I wanted to let you and @KathyReid know what all the fuss was about. It’s not world shattering or anything, but I did have something I was aiming for. I took your script @pcwii and made a super minor change to it. It pull the command that is sent to the message bus from the command line instead of having it hard coded in. I had intended on having your script be something that I could call from remote hosts for notification purposes, but I had trouble with the network stuff (which I’m sure you remember). Instead, I cobbled together a quick POC for myself that checks disk usage against a predefined threshold.
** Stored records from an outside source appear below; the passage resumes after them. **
PR #89, opened 2024-10-25
Loop detection rework

BritikovKI:
Reworked loop detection to return found loops.

This is needed for the future work on the nested loops!

### DIFF
--- a/.gitignore
+++ b/.gitignore
@@ -1,5 +1,4 @@
 build
-build-static
 
 ## idea
 cmake-build-*
--- a/.gitignore
+++ b/.gitignore
@@ -1,4 +1,5 @@
 build
+build-static
 
 ## idea
 cmake-build-*
--- a/src/TransformationUtils.cc
+++ b/src/TransformationUtils.cc
@@ -88,10 +88,11 @@ std::unique_ptr<TransitionSystem> toTransitionSystem(ChcDirectedGraph const & gr
     return ts;
 }
 
-// This function follows a Tarjan's strong connection detection algorithm:
+namespace {
+// This function follows a Tarjan's strongly connected component detection algorithm:
 // https://en.wikipedia.org/wiki/Tarjan's_strongly_connected_components_algorithm
 // If some vertice is added on stack and it was already visited, then the strong connection is detected
-// It was updated to remember the nodes which participate in the loop (lines 113, 119)
+// It was updated to remember the nodes which participate in the loop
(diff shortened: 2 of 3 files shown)


.gitignore
```diff
@@ -1,4 +1,5 @@
 build
+build-static
```
blishko, line 2: Let's not do this in this PR!

src/TransformationUtils.cc
```diff
@@ -88,57 +88,60 @@ std::unique_ptr<TransitionSystem> toTransitionSystem(ChcDirectedGraph const & gr
...
 
-bool strongConnection(std::unordered_set<int> & visitedVertices, std::unordered_set<int> & verticesOnStack,
-                      AdjacencyListsGraphRepresentation const & graphRepresentation, ChcDirectedGraph const & graph,
-                      SymRef node) {
-    visitedVertices.insert(node.x);
-    verticesOnStack.insert(node.x);
+// This function follows a Tarjan's strong connection detection algorithm:
+// https://en.wikipedia.org/wiki/Tarjan's_strongly_connected_components_algorithm
+// If some vertice is added on stack and it was already visited, then the strong connection is detected
+// It was updated to remember the nodes which participate in the loop (lines 113, 119)
```
blishko, line 94: Are these line numbers correct?
Line 119 is `break`.
We probably should not refer to line numbers in here, it can very easily become incorrect.
Also, please replace `strong connection` with `strongly connected component`.

src/TransformationUtils.cc
```diff
@@ -88,57 +88,60 @@ std::unique_ptr<TransitionSystem> toTransitionSystem(ChcDirectedGraph const & gr
...
+// Algorithm terminates as soon as it can find the first loop
+void visit(std::unordered_set<SymRef, SymRefHash> & visitedVertices,
```
blishko, line 96: Please put this helper function inside an anonymous namespace.

blishko (commented):
Looks good, just a small cleanup is needed!

.gitignore
BritikovKI: 💔

src/TransformationUtils.cc
BritikovKI: Done

.gitignore
BritikovKI: Done, though a bit sad about it 😞

blishko (approved):
LGTM!

PR #2218, opened 2023-03-20
flake: Run pre and post hooks in checkPhase

afh:


tbm (approved):
I have no idea what this is doing but I guess you know what you're doing

afh:
Thanks for merging, @tbn :pray:

Nixpkgs builds packages in phases, e.g. `configurePhase`, `buildPhase`, `installPhase`, etc. Each of these phases can be override (ledger's flake overrides the `checkPhase`) and fine-tuned by defining pre- and postHooks which are executed and the start and end of a phase.

To quote the [Nixpkgs documentation about Phases](https://nixos.org/manual/nixpkgs/stable/#sec-stdenv-phases):
> When overriding a phase, for example installPhase, it is important to start with runHook preInstall and end it with runHook postInstall, otherwise preInstall and postInstall will not be run. Even if you don’t use them directly, it is good practice to do so anyways for downstream users who would want to add a postInstall by overriding your derivation.

So the changes in this PR ensure that nixpkgs best-practices are followed.

PR #2224, opened 2023-03-23
Change a use of is_realzero to just is_zero

jwiegley:
This is needed to avoid a possible divide by zero.


afh:
Nice! Thanks, @jwiegley 🙏

PR #2225, opened 2023-03-28
Fix Python version check

afh:
I got the version check for Python wrong when updating ledger's dependencies and starting to require Python 3.9.

We want cmake to check that the available Python version is greater than or equal to ledger's minimun required Python version.


tbm (approved):
Thanks

afh:
Thanks for merging, @tbm 👍

PR #2232, opened 2023-04-11
Cmake doxygen cleanup

afh:
I came across the [doxygen_add_docs](https://cmake.org/cmake/help/latest/module/FindDoxygen.html?highlight=finddoxygen#command:doxygen_add_docs) CMake function _"intended as a convenience for adding a target for generating documentation with Doxygen"_ and thought it would be a good modernization of `doc/CMakeListst.txt`.


jwiegley (approved):

afh:
Thanks for the review and approval, @jwiegley 🙂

Looks like this:
#!/bin/ksh
ms_threshold=90
host_name=`hostname`
send_message(){
ssh -n pi@mark1.local "/home/pi/mycroftMessageBus.py \"${ms_message}\""
}
if [ -f fs_check.txt ]
then
while read LINE
do
echo "Checking ${LINE}."
ms_drive=`echo ${LINE}|cut -d\/ -f3`
use_percent=`df -h|grep ${LINE}|sed 's/ \{1,\}/|/g'|cut -d\| -f5|cut -d\% -f1`
if [ ${use_percent} -gt ${ms_threshold} ]
then
ms_message="speak Storage threshold exceeded for ${ms_drive} on ${host_name}. Drive is ${use_percent} percent full."
send_message
sleep 10s
fi
done < fs_check.txt
fi
echo "All done"
So, what this basically does is check how much of a drive is used, and then it calls your script (slightly modified) on the Mark I to speak aloud the alert that I choose to send it. Again, this is just a super crude POC, but it works, and it’s something I can adapt further for any kind of alert I want to send anywhere on my network. Again, thank you both so much for your help.